Free open-source who-what-where-when semantic tagger for catalogue data. This tagger is based on the open-source AnnoCultor and four vocabularies of tags and categories all licensed under Creative Commons.
Imagine a catalogue record: a products in a webshop, an offer in online auction, a museum object, a news article or a blog, it does not matter.
Let it be a Dutch record describing a horse with field
what:paard (Dutch for horse).
A search for a 'horse' would not return it.
This tagging tool would match 'paard' to the corresponding term from a vocabulary
and pull its multilingual names: kôň ; cavallo ; hest ; horse ; cheval ; ganado equino ; кон ; hevonen ; pferd ; häst ; konj ; kůň ; hobune ; paard ; arklys ; ίππος/άλογο ; cavalos ; ló ; cal ; лошадь ; koń.

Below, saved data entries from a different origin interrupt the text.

PR #454, opened 2023-04-28
Add SMBSwap dimensions adapter

Cr3k:


dtmkeng:
hi, seem we have smbswap but does not include v3, stable swap, could you update this file https://github.com/DefiLlama/dimension-adapters/blob/master/dexs/smbswap/index.ts

dtmkeng:
hmmm ok i will switch for use code thx

PR #590, opened 2023-07-05
add bitkeep volume

bitkeep-tech:


dtmkeng:
volume is from other LP (not from bitkeep LP) ?

bitkeep-tech:
We are aggregators, not from bitkeep LP

dtmkeng:
ok

PR #982, opened 2023-11-15
Remove Derivio volume adapter temporarily

zimrain:
We found some inconsistencies/errors with how our subgraph counts volume, apologies. May you remove the adapter & data temporarily? Thank you


dtmkeng:
> hi @dtmkeng we haven't fixed some of the bugs yet, it's more subtle than we initially thought. May you disable Derivio's volume adapters until further notice?

oh sorry my bad will disable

This horse can be now found by your international customers searching in different languages.
The same is done to places, time, and people. In addition, for places coordinates and population are added, so that they can be nicely placed on a map; for fuzzy time periods, such as 'late 13-th century', exact begin-end dates are added, so that they can be placed on a timeline. The tool does data cleaning, retrieval of terms, and disambiguation. It does no miracles, however: it can only find things that are listed in the vocabularies and cannot go beyond them. This technology was successfully used to tag nearly 20 million records in Europeana.
The tagger is deployed on Google App Engine platform. After a few minutes of inactivity the tagger is hibernated and needs up to a minute to start up.